Utilizing Graphene to Enhance Interfacial Bonding Between Carbon Fiber and Polymer Matrix

Identification and analysis of interfacial failure mechanisms are key for any carbon fiber reinforced polymer (CFRP) as propagation of microcracks at the fiber/matrix interface is a common failure mechanism for these composites. In order to unveil these failure mechanisms, mechanical testing and modeling of interfacial interactions must be conducted in a safe, accurate and consistent manner. In this work, a low-cost, graphene-based surface treatment process was developed and analyzed to deposit graphene nanoparticles (GNPs) onto the surface of carbon fibers increasing surface roughness and interfacial properties. The compatibility between this high surface area GNP coating and the commercial sizings typically used in the carbon fiber industry is discussed and evaluated through mechanical testing, finite element analysis (FEA) modeling and surface characterization. The execution of this work is divided into three phases.
The first phase is surface characterization of GNP self-assembly on the carbon fiber surface. Graphene agglomeration is widely accepted to result in depreciation of its benefits in practical applications, and shear mixing, ultrasonication and hydrogen passivation were utilized in this work to produce few-layer GNPs. Scanning electron microscopy (SEM) and atomic force microscopy (AFM) were used to characterize GNPs deposited on the fiber surface.
The second phase of this thesis pertains to single filament pullout testing used to quantify interfacial properties of single carbon filaments embedded in a fiberglass resin system with and without GNP surface treatment and polymeric commercial sizing. After completion of experimental testing, a linear, contact based cohesive zone model (CZM) with applicable traction separation law was developed using the Ansys FEA program to further understand interfacial failure mechanics in this test.
The third phase applies composite four-point bend testing to study the performance of interfacial properties of composite beams made with 50,000 filament carbon fiber tows and the same fiberglass resin system used in single filament testing. Composite testing specimens were manufactured using a wet lay-up process, and load transfer efficiency was quantified using the modified rule of mixtures equation.
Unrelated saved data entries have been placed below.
PR #1945, opened 2021-04-21
Remove tests against Java13

oldergod:


swankjesse (approved):

swankjesse:
What we really want to test are just the LTS ones + latest one: 1.8, 11, 16

JakeWharton:
LTS is a vendor-specific designation and not something intrinsic to the OpenJDK. Any vendor can choose to make any release an LTS release. As a topical example, Azul supports versions 13 and 15 longer than the normal 6-month period between OpenJDK releases. Unless we are saying that we only support certain OpenJDK vendors and their vendor-specific LTS designations, it's a dangerous precedent to consider those the only JDKs worth testing against.

Put another way, if 13 never failed would you have made such a change?

swankjesse:
I don’t think it’s useful for our test matrix to be completely exhaustive. We don’t test on multiple iOS or macOS versions, and we don’t test on multiple Linux operating system kernels. We don’t test on these things because Wire doesn’t really care! If Kotlin and the JVM are doing their jobs then all those platform differences are irrelevant to us.

So we instead test in clusters of configurations where the platform is meaningfully different to Wire. Android vs. OpenJDK is significant. OpenJDK 11 vs. 12 vs. 13? I can’t think of a bug or feature in Wire where that would ever be different between those. It’d almost be like testing on OpenJDK 11.0.1, 11.0.2, and 11.0.3.

JakeWharton:
That approach and framing is reasonable. It's just the LTS one I am strongly opposed to.

Issue #1948, opened 2021-04-24
Provide the possibility for clients to define the gRPC codec


k0shk0sh:
As of now the gRPC encoder is hardcoded to `gzip` and causes clients to have several issues when their backend doesn't support gziping. 

As per our discussion @swankjesse removing the gzip made it work for us and eliminates the STREAM RESET exception and I reckon many others will have the same issue if they are faced with what we encountered. 

Proposed solution would be: provide the client the possibility to set their own codec, if no codec passed  then Gzip by default will be used for backward compatibility reasons.

Issue #1777, opened 2020-09-15
RealGrpcCall/GrpcClient configurability for grpc-accept-encoding and grpc-encoding


buildbreaker:
Hello, I am currently using wire to talk to a back end grpc service which does not support any compression for requests/responses.

I did some spelunking to figure out if I can configure or work around this issue but it looks like the [`RealGrpcCall`](https://github.com/square/wire/blob/master/wire-library/wire-grpc-client/src/jvmMain/kotlin/com/squareup/wire/internal/grpc.kt#L51) set the request encoding to be `gzip` always. Additionally, the [`GrpcClient`](https://github.com/square/wire/blob/master/wire-library/wire-grpc-client/src/jvmMain/kotlin/com/squareup/wire/GrpcClient.kt#L69-L70) also sets the headers `grpc-accept-encoding` and `grpc-encoding` to be `gzip` as well.

Are there immediate plans (or even ideas) on making this configurable?

I'm also happy to propose change (and help) for this but from a glance at the code, it seems like a little intrusive and non-trivial of a change (I still am happy to collaborate!)

Thank you,
Alan

swankjesse:
Yeah, good idea. It’s annoying that it isn’t negotiable!

I think we probably configure this in the same way as OkHttp’s WebSocket compression.
https://square.github.io/okhttp/4.x/okhttp/okhttp3/-ok-http-client/-builder/min-web-socket-message-to-compress/

We’d do Long.MAX_VALUE for no compression ever.

buildbreaker:
Thanks for the quick response, @swankjesse!

I'll give that a shot and come back with the results!

buildbreaker:
Actually, this is a bit of a bummer but your suggestion of `Long.MAX_VALUE` will still flip the encryption bit to `1` ☹️ 

In the message preamble within the [`GrpcMessageSink`](https://github.com/square/wire/blob/master/wire-library/wire-grpc-client/src/commonMain/kotlin/com/squareup/wire/internal/GrpcMessageSink.kt#L35): since `grpcEncoding` is always `gzip` in the [grpc.kt](https://github.com/square/wire/blob/master/wire-library/wire-grpc-client/src/jvmMain/kotlin/com/squareup/wire/internal/grpc.kt#L51)

swankjesse:
I was intending to suggest we use MAX_VALUE as a special value that'd never flip that bit.

kam1sh:
[...]

PR #1949, opened 2021-04-24
provide clients to change the grpc codecs or create their own

k0shk0sh:
Provide the possibility for clients  to pass the codec for grpcClient to use or create their own that could be deflate, snappy or custom one. 

- Merged decoder and encoder into one class.
- Gzip is used still by default for backward compatibility.
- Not relying on the encoding header anymore but rather on what the client defines as in gRPC client and server has to always align on specific codec beforehand and therefore relying on the supplied codec is sufficient enough. 
- Updated GrpcDispatcher to use Identity by default.

Addressing: https://github.com/square/wire/issues/1948 and https://github.com/square/wire/issues/1777


swankjesse:
I don’t think we should make the codec a public API. I think it’s too low-level an abstraction; end users should just want to configure compression, and even that I think we can come up with better defaults.

Perhaps we can compress messages >= 1024 bytes by default, and let users configure something different if they prefer that.

k0shk0sh:
Yeah, that was also my thought at first too, but looking at gRPC documentation regards the encoding, client and server can have a custom codec and by making this as public API it allows this customization. But I'm open to suggestions how to make this better.

wire-library/wire-grpc-mockwebserver/src/main/java/com/squareup/wire/mockwebserver/GrpcDispatcher.kt
```diff
@@ -155,7 +156,7 @@ class GrpcDispatcher(
     val source = GrpcMessageSource(
         source = request.body,
         messageAdapter = protoAdapter,
-        grpcEncoding = request.headers["grpc-encoding"]
+        codec = GrpcCodec.IdentityGrpcCodec
```
oldergod, line 159: Why don't we read it anymore?

wire-library/wire-grpc-client/src/commonMain/kotlin/com/squareup/wire/GrpcCodec.kt
```diff
@@ -0,0 +1,40 @@
+/*
+ * Copyright 2019 Square Inc.
```
oldergod, line 2: 2021

wire-grpc-sample/client/src/main/java/com/squareup/wire/whiteboard/GrpcClientProvider.kt
```diff
@@ -47,6 +48,10 @@ object GrpcClientProvider {
 
   val grpcClient = GrpcClient.Builder()
       .client(okHttpClient)
+      .apply {
+        // GzipGrpcCodec used by default, use Identity or define your own extending GrpcEncoder
```
oldergod, line 52: https://nedbatchelder.com/blog/201401/comments_should_be_sentences.html

wire-library/wire-grpc-mockwebserver/src/main/java/com/squareup/wire/mockwebserver/GrpcDispatcher.kt
k0shk0sh: The client supplies the codec for decoding and encoding as mentioned in my description.

k0shk0sh: From gRPC [documentation](https://www.google.com/url?sa=t&source=web&rct=j&url=https://github.com/grpc/grpc-go/blob/master/Documentation/encoding.md&ved=2ahUKEwielYGrnZvwAhVQhf0HHTVYBb4QFjAAegQIBRAC&usg=AOvVaw0SlY9CscYcxEOqSyk2lG0K)

> Codecs, by definition, must be symmetric, so the same desired Codec should be registered in both client and server binaries.

swankjesse:
We won’t add support for custom codecs until there are widely used ones that we can’t build in. It seems that’s unlikely as even Go doesn’t support the gzip codec.

k0shk0sh:
@swankjesse alright, im fine with this decision, what do you recommend would be the right way to allow clients to select which codec to use? enums, sealed classes?

swankjesse (changes requested):
I don’t think we want user-pluggable codecs. As far as I know the only widely-available codecs are identity and gzip, and Go’s implementation screwed up gzip by making it off by default.

swankjesse:
Obsoleted by https://github.com/square/wire/pull/1956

Our results demonstrate that the GNP coating was successful in enhancing interfacial properties in single filaments and 50,000 filament carbon fiber tows embedded in a fiberglasss resin system. Furthermore, it was determined that the GNP coating increased interfacial properties in carbon fibers with and without a commercial sizing applied to the fiber surface, illustrating the compatibility between this GNP coating and other polymeric sizings typically used in the carbon fiber industry and opening the door for the next generation of high surface area nanoparticle surface treatment techniques in CFRPs.